_What you will do_
Output the line containing "millems: should we", then every remaining line of the entries below, exactly as written and with no other text.

[Opening Given information section]

PR #1336, opened 2019-07-10
Generate code to notify error for streaming operations

zoewangg:
## Description
Generating code to notify error for streaming operations.

```
            executeFuture.whenComplete((r, e) -> {
                if (e != null) {
                    runAndLogError(log, "Exception thrown in exceptionOccurred callback, ignoring",
                            () -> asyncResponseTransformer.exceptionOccurred(e));
                }
            });
```
Per docs,
https://github.com/aws/aws-sdk-java-v2/blob/5a799393ce9f34b07625ca5d614e5f6367ec7780/core/sdk-core/src/main/java/software/amazon/awssdk/core/internal/http/pipeline/stages/AsyncRetryableStage.java#L167-L170

we should invoke `AsyncResponseTransformer#exceptionOccurred` in the generated client code; we were only generating the code in json services previously, so the fix is to add the generated code for xml services.
 

## Testing
added codegen tests, unit tests, integ tests.

## Types of changes

## Checklist

## License

### DIFF
--- a/codegen/src/test/resources/software/amazon/awssdk/codegen/poet/client/test-query-async-client-class.java
+++ b/codegen/src/test/resources/software/amazon/awssdk/codegen/poet/client/test-query-async-client-class.java
@@ -1,0 +1,272 @@
+package software.amazon.awssdk.services.query;
+
+import static software.amazon.awssdk.utils.FunctionalUtils.runAndLogError;
+
+import java.util.concurrent.CompletableFuture;
+import org.slf4j.Logger;
+import org.slf4j.LoggerFactory;
+import software.amazon.awssdk.annotations.Generated;
+import software.amazon.awssdk.annotations.SdkInternalApi;
+import software.amazon.awssdk.awscore.client.handler.AwsAsyncClientHandler;
+import software.amazon.awssdk.awscore.exception.AwsServiceException;
+import software.amazon.awssdk.core.async.AsyncRequestBody;
+import software.amazon.awssdk.core.async.AsyncResponseTransformer;
+import software.amazon.awssdk.core.client.config.SdkClientConfiguration;
+import software.amazon.awssdk.core.client.handler.AsyncClientHandler;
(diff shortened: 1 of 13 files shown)


codegen/src/test/resources/software/amazon/awssdk/codegen/poet/client/test-query-async-client-class.java
```diff
@@ -0,0 +1,271 @@
...
+                new ClientExecutionParams<StreamingOutputOperationRequest, StreamingOutputOperationResponse>()
+                    .withOperationName("StreamingOutputOperation")
+                    .withMarshaller(new StreamingOutputOperationRequestMarshaller(protocolFactory))
+                    .withResponseHandler(responseHandler).withErrorResponseHandler(errorResponseHandler)
+                    .withInput(streamingOutputOperationRequest), asyncResponseTransformer);
+            executeFuture.whenComplete((r, e) -> {
+                if (e != null) {
+                    asyncResponseTransformer.exceptionOccurred(e);
+                }
+            });
```
millems: should we return the result of executeFuture.whenComplete? I think the only difference is that if exceptionOccurred throws an exception, the exception is propagated to the result future.

zoewangg: Maybe we should do `runAndLogError` like line 252. Customers probably don't care if exception occurs in `exceptionOccurred`.

millems: Sure! I don't think exceptionOccurred is supposed to raise an exception anyway, right?

zoewangg: Right, at least not in our built-in `AsyncResponseTransformer`s. I'll update the javadoc for `exceptionOccurred` to make it more clearly.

[Closing Given information section]

_Exercise result_
millems: should we return the result of executeFuture.whenComplete? I think the only difference is that if exceptionOccurred throws an exception, the exception is propagated to the result future.

zoewangg: Maybe we should do `runAndLogError` like line 252. Customers probably don't care if exception occurs in `exceptionOccurred`.

millems: Sure! I don't think exceptionOccurred is supposed to raise an exception anyway, right?

zoewangg: Right, at least not in our built-in `AsyncResponseTransformer`s. I'll update the javadoc for `exceptionOccurred` to make it more clearly.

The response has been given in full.